SOURCE DATA ::
________________________________________
PR #434, opened 2016-08-29
Go: Use new retry mechanism

pongad:
This commit accompanies https://github.com/googleapis/gax-go/pull/36 .
It updates the client library generation to use the new retry mechanism.

A notable change:
defaultCallOptions and its friends now lookup the appropriate CallOption
in a map. This has two advantages:
- We should now initialize fewer anonymous functions.
  This is nice but does not greatly matter.
- In the YAML config, the names are normally in snake case.
  The previous implementation converts it into camel.
  We can get rid of this dance completely by just making the names
  opague strings.

### DIFF
--- a/src/main/resources/com/google/api/codegen/go/main.snip
+++ b/src/main/resources/com/google/api/codegen/go/main.snip
@@ -83,22 +83,24 @@
 
     func default{@context.getClientPrefix(service)}CallOptions() *{@context.getClientPrefix(service)}CallOptions {
         retry := map[[2]string][]gax.CallOption{
-            @join retryName : context.getRetryConfigNames(service) if context.getApiConfig.getInterfaceConfig(service).getRetryCodesDefinition.get(retryName.getCodesName)
-                @let retryCodes = context.getApiConfig.getInterfaceConfig(service).getRetryCodesDefinition.get(retryName.getCodesName), \
-                        retrySettings = context.getApiConfig.getInterfaceConfig(service).getRetrySettingsDefinition.get(retryName.getSettingsName)
-                    {"{@retryName.getSettingsName}", "{@retryName.getCodesName}"}: {
-                        gax.WithRetry(func() gax.Retryer {
-                            return gax.OnCodes([]codes.Code{
-                                @join code : retryCodes
-                                    codes.{@context.upperUnderscoreToUpperCamel(code.toString())},
-                                @end
-                            }, gax.Backoff{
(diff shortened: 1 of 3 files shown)


src/main/resources/com/google/api/codegen/go/main.snip
```diff
@@ -81,35 +81,35 @@
...
-        }
-    @end
-
     func default{@context.getClientPrefix(service)}CallOptions() *{@context.getClientPrefix(service)}CallOptions {
-        @join retryCodesDef : context.entrySet(context.getApiConfig.getInterfaceConfig(service).getRetryCodesDefinition) if retryCodesDef.getValue
-            with{@context.lowerUnderscoreToUpperCamel(retryCodesDef.getKey)}RetryCodes := gax.WithRetryCodes([]codes.Code{
-                @join code : retryCodesDef.getValue
-                    codes.{@context.upperUnderscoreToUpperCamel(code.toString())},
+        retry := map[[2]string][]gax.CallOption{
+            @join retryName : context.getRetryConfigNames(service) if context.getApiConfig.getInterfaceConfig(service).getRetryCodesDefinition.get(retryName.getCodesName)
```
jmuk: optional: assign `interfaceConfig` or `retryCodesDefinition` through `@let`? The repetition of `context.getApiConfig...` isn't quite readable.

src/main/resources/com/google/api/codegen/go/main.snip
```diff
@@ -81,35 +81,35 @@
...
+                @let retryCodes = context.getApiConfig.getInterfaceConfig(service).getRetryCodesDefinition.get(retryName.getCodesName), \
+                        retrySettings = context.getApiConfig.getInterfaceConfig(service).getRetrySettingsDefinition.get(retryName.getSettingsName)
```
jmuk: nit: I'm not sure this is correctly aligned. Normally it would be aligned as:
```
@let retryCoes = ..., \
     retrySettings = ...
```

src/main/resources/com/google/api/codegen/go/main.snip
pongad: Done

src/main/resources/com/google/api/codegen/go/main.snip
pongad: You're right. I have changed this to match other declarations in the file

pongad:
@jmuk PTAL

jmuk:
LGTM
________________________________________
TASK PROMPT :: Look at the records above. Copy every line where the string "getSettingsName" occurs.

OUTPUT OF THE TASK ::
-                        retrySettings = context.getApiConfig.getInterfaceConfig(service).getRetrySettingsDefinition.get(retryName.getSettingsName)
-                    {"{@retryName.getSettingsName}", "{@retryName.getCodesName}"}: {
+                        retrySettings = context.getApiConfig.getInterfaceConfig(service).getRetrySettingsDefinition.get(retryName.getSettingsName)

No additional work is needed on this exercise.